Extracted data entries
PR #4115, opened 2024-04-18
Catalogue library refactor

murdo-moj:
https://github.com/ministryofjustice/find-moj-data/issues/265


python-libraries/data-platform-catalogue/data_platform_catalogue/client/datahub/graphql_helpers.py
```diff
@@ -2,24 +2,38 @@
...
+    OwnerRef,
+    RelationshipType,
+    TagRef,
+    UsageRestrictions,
+)
+
+
+def parse_owner(entity: dict[str, Any]) -> OwnerRef:
     """
     Parse ownership information, if it is set.
```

__THE PROBLEM__:
Whatever appears in the data above is to be set down exactly.

__EXERCISE OUTPUT__:
PR #4115, opened 2024-04-18
Catalogue library refactor

murdo-moj:
https://github.com/ministryofjustice/find-moj-data/issues/265


python-libraries/data-platform-catalogue/data_platform_catalogue/client/datahub/graphql_helpers.py
```diff
@@ -2,24 +2,38 @@
...
+    OwnerRef,
+    RelationshipType,
+    TagRef,
+    UsageRestrictions,
+)
+
+
+def parse_owner(entity: dict[str, Any]) -> OwnerRef:
     """
     Parse ownership information, if it is set.
```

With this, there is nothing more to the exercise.